What to do:
Take the lines below between the one holding "Le format de" and the one holding "Shutdown and thread", inclusive, and copy them exactly. Add nothing.

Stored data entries

□ □ □ □ □ □ □

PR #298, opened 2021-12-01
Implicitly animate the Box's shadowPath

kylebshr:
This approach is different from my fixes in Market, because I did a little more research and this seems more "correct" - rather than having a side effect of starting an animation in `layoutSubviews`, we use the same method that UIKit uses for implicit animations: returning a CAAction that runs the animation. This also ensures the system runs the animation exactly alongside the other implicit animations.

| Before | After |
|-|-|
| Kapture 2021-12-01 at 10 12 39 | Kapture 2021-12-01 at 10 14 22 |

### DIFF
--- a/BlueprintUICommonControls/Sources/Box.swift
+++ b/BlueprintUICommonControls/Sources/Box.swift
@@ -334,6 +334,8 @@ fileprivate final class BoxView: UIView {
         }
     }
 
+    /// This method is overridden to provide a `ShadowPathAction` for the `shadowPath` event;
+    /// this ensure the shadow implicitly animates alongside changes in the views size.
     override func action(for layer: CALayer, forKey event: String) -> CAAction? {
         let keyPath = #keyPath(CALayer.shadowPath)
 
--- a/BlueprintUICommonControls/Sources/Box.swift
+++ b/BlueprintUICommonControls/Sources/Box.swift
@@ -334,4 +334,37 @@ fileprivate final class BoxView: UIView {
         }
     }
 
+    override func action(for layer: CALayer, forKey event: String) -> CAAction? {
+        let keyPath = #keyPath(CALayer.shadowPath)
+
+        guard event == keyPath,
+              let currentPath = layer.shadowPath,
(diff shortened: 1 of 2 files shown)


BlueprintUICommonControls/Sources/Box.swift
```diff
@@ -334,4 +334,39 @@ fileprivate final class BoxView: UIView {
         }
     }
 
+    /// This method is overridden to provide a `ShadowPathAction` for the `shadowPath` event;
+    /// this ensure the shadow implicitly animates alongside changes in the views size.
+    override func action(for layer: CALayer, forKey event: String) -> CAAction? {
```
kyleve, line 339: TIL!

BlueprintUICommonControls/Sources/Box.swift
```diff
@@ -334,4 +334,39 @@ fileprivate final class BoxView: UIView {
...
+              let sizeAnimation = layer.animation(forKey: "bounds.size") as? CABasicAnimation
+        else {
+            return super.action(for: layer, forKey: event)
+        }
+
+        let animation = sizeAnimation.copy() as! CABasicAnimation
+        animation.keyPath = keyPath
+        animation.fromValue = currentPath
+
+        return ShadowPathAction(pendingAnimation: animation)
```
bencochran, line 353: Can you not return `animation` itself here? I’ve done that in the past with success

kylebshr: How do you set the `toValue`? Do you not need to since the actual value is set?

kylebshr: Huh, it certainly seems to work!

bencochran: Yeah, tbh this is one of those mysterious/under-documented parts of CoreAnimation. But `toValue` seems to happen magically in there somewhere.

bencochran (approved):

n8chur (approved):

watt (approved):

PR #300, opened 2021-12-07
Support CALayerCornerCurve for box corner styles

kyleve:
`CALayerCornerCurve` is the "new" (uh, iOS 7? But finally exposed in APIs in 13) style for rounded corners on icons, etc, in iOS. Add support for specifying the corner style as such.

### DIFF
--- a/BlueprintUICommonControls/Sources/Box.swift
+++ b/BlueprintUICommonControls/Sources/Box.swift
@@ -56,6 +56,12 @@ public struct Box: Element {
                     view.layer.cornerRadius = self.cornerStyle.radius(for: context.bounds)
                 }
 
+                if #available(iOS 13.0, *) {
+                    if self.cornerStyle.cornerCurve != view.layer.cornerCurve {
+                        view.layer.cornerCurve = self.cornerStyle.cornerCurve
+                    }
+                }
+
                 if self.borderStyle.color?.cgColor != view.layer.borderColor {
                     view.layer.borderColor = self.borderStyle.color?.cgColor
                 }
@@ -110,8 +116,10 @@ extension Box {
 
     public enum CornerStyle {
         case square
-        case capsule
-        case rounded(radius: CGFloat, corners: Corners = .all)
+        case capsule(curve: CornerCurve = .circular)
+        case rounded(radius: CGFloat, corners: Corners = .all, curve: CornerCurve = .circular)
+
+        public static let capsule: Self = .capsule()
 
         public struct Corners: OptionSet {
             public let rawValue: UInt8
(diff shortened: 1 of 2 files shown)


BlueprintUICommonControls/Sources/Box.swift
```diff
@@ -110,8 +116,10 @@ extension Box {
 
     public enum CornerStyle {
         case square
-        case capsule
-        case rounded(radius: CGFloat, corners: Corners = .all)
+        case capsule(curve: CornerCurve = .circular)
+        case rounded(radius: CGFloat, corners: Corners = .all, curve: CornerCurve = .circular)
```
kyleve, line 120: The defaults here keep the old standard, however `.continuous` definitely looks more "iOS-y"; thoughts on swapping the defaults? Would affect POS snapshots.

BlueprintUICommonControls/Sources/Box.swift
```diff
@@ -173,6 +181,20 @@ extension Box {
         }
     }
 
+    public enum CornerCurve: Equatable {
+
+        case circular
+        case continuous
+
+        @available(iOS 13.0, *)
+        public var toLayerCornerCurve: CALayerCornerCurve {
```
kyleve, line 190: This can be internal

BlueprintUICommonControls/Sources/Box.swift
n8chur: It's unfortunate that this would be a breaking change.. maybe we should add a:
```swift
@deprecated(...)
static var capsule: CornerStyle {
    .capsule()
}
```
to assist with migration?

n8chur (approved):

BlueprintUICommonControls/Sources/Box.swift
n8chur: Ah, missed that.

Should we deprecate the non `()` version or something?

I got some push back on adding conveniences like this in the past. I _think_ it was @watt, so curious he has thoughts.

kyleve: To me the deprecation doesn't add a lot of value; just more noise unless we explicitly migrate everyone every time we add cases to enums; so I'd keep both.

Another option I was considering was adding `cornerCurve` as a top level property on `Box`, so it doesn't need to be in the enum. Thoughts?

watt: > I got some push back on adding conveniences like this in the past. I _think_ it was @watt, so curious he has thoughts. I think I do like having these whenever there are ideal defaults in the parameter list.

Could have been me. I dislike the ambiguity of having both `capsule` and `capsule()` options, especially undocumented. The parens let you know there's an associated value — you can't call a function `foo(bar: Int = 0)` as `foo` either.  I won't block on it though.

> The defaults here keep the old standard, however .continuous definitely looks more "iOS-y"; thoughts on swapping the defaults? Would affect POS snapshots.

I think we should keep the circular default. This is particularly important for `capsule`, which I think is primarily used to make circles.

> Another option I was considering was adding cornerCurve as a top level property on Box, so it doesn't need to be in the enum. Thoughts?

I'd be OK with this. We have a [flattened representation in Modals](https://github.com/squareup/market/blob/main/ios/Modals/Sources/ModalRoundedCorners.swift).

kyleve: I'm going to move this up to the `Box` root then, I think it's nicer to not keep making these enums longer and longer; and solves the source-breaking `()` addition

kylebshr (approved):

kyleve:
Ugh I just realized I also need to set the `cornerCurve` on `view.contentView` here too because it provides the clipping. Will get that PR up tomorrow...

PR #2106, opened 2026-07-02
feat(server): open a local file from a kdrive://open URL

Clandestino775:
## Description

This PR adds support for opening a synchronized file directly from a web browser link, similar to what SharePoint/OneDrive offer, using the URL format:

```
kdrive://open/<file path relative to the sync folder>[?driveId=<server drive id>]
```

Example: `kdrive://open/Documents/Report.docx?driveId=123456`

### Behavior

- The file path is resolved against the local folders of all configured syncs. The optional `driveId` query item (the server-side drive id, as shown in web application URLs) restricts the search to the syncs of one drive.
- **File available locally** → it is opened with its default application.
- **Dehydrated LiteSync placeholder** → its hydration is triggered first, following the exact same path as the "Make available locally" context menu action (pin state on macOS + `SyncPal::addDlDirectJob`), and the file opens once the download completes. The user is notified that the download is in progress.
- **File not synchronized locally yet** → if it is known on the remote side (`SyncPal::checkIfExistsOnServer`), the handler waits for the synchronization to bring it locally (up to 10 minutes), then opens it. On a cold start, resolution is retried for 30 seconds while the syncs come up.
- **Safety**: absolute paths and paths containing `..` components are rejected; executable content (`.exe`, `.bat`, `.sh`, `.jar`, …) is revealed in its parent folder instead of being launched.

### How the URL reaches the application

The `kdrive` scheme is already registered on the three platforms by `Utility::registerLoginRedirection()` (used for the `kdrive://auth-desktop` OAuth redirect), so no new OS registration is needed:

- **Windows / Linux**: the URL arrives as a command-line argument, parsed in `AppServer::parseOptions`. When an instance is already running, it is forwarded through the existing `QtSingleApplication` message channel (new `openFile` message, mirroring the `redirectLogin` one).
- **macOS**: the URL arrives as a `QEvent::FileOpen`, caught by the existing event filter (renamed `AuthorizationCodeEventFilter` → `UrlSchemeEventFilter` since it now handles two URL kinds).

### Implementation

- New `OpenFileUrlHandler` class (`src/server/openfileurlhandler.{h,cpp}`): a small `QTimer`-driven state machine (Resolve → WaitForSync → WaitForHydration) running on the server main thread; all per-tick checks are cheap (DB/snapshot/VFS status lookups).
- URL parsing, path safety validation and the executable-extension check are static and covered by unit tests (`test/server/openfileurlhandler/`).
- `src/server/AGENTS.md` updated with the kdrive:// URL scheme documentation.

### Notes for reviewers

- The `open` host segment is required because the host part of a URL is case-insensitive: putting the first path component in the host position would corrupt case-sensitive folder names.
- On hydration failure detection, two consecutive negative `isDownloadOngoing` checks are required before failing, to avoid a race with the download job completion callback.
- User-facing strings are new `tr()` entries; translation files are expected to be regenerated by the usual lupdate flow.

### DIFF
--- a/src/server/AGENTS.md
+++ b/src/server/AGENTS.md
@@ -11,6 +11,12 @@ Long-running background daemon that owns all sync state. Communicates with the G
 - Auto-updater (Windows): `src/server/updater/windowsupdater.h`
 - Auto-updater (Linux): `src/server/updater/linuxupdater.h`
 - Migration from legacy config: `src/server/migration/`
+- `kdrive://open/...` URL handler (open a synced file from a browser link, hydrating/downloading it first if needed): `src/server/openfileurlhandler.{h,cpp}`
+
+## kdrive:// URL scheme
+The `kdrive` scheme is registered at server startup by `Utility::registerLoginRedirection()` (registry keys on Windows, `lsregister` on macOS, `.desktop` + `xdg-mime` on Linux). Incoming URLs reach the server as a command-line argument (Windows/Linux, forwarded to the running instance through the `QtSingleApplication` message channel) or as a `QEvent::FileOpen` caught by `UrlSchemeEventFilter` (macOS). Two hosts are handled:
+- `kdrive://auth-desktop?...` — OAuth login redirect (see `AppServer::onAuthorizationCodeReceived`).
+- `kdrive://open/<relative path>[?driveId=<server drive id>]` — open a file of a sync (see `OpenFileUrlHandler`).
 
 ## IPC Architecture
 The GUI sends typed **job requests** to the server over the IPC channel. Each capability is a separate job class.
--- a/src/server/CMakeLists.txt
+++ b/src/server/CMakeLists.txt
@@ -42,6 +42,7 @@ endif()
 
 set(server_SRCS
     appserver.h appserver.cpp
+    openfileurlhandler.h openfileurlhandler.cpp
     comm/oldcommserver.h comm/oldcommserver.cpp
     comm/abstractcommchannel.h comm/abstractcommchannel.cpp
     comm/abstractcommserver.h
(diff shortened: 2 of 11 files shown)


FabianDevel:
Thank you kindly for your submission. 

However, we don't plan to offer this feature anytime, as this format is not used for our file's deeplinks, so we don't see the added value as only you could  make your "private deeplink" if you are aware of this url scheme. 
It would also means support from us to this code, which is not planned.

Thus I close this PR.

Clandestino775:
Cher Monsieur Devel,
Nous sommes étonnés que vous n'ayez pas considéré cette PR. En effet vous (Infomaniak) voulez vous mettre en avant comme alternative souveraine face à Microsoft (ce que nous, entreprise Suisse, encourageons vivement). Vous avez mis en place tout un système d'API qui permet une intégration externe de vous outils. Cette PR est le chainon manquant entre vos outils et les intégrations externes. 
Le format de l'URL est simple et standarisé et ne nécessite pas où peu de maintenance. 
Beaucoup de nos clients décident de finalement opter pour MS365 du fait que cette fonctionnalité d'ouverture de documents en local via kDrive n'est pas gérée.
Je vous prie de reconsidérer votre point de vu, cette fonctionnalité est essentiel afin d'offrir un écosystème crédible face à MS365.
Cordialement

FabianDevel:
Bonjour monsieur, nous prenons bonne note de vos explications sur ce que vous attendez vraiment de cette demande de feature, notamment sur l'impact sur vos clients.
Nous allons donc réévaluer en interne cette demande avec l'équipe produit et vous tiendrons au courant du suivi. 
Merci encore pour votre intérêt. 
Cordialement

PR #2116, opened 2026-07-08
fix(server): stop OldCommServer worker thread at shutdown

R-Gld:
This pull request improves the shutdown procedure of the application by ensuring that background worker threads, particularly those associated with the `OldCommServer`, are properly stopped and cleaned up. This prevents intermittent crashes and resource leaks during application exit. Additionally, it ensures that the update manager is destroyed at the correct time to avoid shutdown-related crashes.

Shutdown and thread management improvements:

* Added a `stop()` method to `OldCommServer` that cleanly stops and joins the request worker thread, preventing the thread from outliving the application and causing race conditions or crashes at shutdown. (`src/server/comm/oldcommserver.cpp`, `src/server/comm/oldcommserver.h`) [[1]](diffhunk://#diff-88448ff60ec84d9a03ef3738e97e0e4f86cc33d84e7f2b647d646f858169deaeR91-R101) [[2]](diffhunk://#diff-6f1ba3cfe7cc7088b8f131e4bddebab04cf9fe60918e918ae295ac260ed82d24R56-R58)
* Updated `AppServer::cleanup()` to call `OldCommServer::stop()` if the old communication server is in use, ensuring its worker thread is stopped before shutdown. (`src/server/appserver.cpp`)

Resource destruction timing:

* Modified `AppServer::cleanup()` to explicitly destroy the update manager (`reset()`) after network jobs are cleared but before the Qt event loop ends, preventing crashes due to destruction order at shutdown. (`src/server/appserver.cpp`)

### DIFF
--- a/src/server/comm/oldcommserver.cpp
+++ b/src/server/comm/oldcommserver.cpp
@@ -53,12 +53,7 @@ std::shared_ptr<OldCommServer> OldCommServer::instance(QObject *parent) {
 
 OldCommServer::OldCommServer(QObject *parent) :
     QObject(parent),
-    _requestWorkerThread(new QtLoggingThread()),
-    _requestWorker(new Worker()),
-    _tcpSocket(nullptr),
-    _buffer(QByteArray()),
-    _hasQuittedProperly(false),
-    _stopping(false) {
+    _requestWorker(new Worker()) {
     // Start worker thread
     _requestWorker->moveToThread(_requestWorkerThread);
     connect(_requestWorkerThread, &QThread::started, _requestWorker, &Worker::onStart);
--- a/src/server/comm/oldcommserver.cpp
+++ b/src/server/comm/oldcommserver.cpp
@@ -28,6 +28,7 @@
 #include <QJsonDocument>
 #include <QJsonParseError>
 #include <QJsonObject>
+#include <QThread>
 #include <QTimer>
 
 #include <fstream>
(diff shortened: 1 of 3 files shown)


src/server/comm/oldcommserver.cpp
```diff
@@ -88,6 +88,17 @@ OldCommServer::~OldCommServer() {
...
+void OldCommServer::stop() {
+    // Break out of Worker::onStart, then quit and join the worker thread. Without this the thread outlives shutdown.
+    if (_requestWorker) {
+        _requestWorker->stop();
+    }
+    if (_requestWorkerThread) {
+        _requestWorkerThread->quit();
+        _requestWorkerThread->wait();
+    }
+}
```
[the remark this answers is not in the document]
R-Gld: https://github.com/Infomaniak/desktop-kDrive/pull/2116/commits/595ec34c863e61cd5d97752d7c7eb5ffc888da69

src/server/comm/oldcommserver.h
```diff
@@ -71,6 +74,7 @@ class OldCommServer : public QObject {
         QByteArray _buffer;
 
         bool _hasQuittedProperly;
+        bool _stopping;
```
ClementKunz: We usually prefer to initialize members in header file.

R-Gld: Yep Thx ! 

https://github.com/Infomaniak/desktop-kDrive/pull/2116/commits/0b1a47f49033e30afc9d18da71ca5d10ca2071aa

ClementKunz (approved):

□ □ □ □ □ □ □

Reply to the exercise:
Le format de l'URL est simple et standarisé et ne nécessite pas où peu de maintenance. 
Beaucoup de nos clients décident de finalement opter pour MS365 du fait que cette fonctionnalité d'ouverture de documents en local via kDrive n'est pas gérée.
Je vous prie de reconsidérer votre point de vu, cette fonctionnalité est essentiel afin d'offrir un écosystème crédible face à MS365.
Cordialement

FabianDevel:
Bonjour monsieur, nous prenons bonne note de vos explications sur ce que vous attendez vraiment de cette demande de feature, notamment sur l'impact sur vos clients.
Nous allons donc réévaluer en interne cette demande avec l'équipe produit et vous tiendrons au courant du suivi. 
Merci encore pour votre intérêt. 
Cordialement

PR #2116, opened 2026-07-08
fix(server): stop OldCommServer worker thread at shutdown

R-Gld:
This pull request improves the shutdown procedure of the application by ensuring that background worker threads, particularly those associated with the `OldCommServer`, are properly stopped and cleaned up. This prevents intermittent crashes and resource leaks during application exit. Additionally, it ensures that the update manager is destroyed at the correct time to avoid shutdown-related crashes.

Shutdown and thread management improvements:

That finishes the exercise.